When Ariel, my first born, entered this world, I had a glimpse of what it is to be God.
She was born two months early, through an abrupt birth, an emergency C-section. I was kicked out of the delivery room, though I begged as a father, not as a physician. Wheeled out inside a glass chamber, she was the size of a kitten.
It was eve of Shabbat. I fell to the ground and prayed with tears, wavering between joy and despair, my wife being sutured in one room, my daughter gasping for air in another.
“Dear God, please let them live. Let me see her blossom. Let her mother see her marry under the chuppah, in Your Presence.” It was the second time I pleaded that night.
Friends who poke fun at my mystical conversations, ask “Why would an all-knowing God create a world that has so much suffering? Why does it matter if you pray?” There are those who recount the millions of stars in the night sky, the number of sands beneath the endless oceans, the infinite complexity of cells in motion, and ridicule the egotistical importance of tiny humans.
Yet this helpless two pound flesh changed my life. I knew it would not be easy; from the outset she was in the ICU for six weeks. I also knew that when she would grow up, that she would lie, that she would anger me, that she would get sick, and that one day she would leave me for another man. I felt an intense pain on my side, my rib torn, and a small being carved out in my image. And I loved her. Immediately. Without reason. Without choice. And regardless of what would come in the future, I wanted it all, rather than none. So it is in the heart of love, that something is better than nothing. And I knew, for this love, for my love, was the world created.

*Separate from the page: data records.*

Issue #529, opened 2023-04-02
[eslint] Track variable naming


artalar:
Atoms should `Atom` end.

BANOnotIT:
Or $?

artalar:
not "$" :) We should a userspace option, is it possible?

artalar:
released

PR #552, opened 2023-04-19
Add postfix checker

pivaszbs:
Add #529 feature

### DIFF
--- a/packages/eslint-plugin/src/rules/atom-postifx-rule.ts
+++ b/packages/eslint-plugin/src/rules/atom-postifx-rule.ts
@@ -1,0 +1,101 @@
+import type { Rule } from 'eslint'
+import type { CallExpression, Identifier, Literal, Node } from 'estree'
+import {
+    extractAssignedVariable,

When a child is born, we know his magnificence, her glory. But we fold to the pressures of life, and through bitter science, we forget. We say, how could he matter in this vast world? What is she compared to all those galaxies? Over and over again, our faith teaches that we matter greatly to God, more so than a child to a parent. She knows that we will sin, we will walk away from Her, and still, She wants us.
In his TED talk, Pastor Rick Warren recalls God’s question to Moses “What’s in your hand?” Warren asserts that we are each charged with unique talents to heal an ailing world. In our hands we each hold a part of the solution. We must know our self worth, our significance, to have the courage to serve. The question that beckons becomes “How can I use my unique powers to heal, to love, to serve?” Yet, what defines Moses’ greatness is his humility. It is not our ego that matters, but our power to heal. It is not ‘I’ that matters, but ‘We’.
Understanding our own significance without arrogance gives us the fuel to fly. This is the lesson to teach our Children. Each night, as we tuck them in, we say “I love you; God loves you. I am proud of you; God is proud of you.” The best lesson parents can teach their children is not through words but through treating each other respectfully as vital vessels of love and healing.
Rabbi Akiva taught "Even more beloved is he for it was made known to him that he was created in the image of God.” We love our children; God loves us. As Rumi whirls "Stop acting so small. You are the universe in ecstatic motion."
We are, each of us, irreplaceable to a loved one; those who love us deeply know this too well at the time of death. Yesterday, dressed in black, the heaviness of life's pangs on her shoulders, my patient's tears pierced my heart as she told me about her daughter's long, losing battle with cancer. In her words, “I have lost my heart and I don’t know what is beating in its place.” A mother should never bury her daughter. Fundamental to our significance, is our irreplaceability.
We are human to ourselves, angel to others. God has a purpose for us. Yes, your life matters. You matter!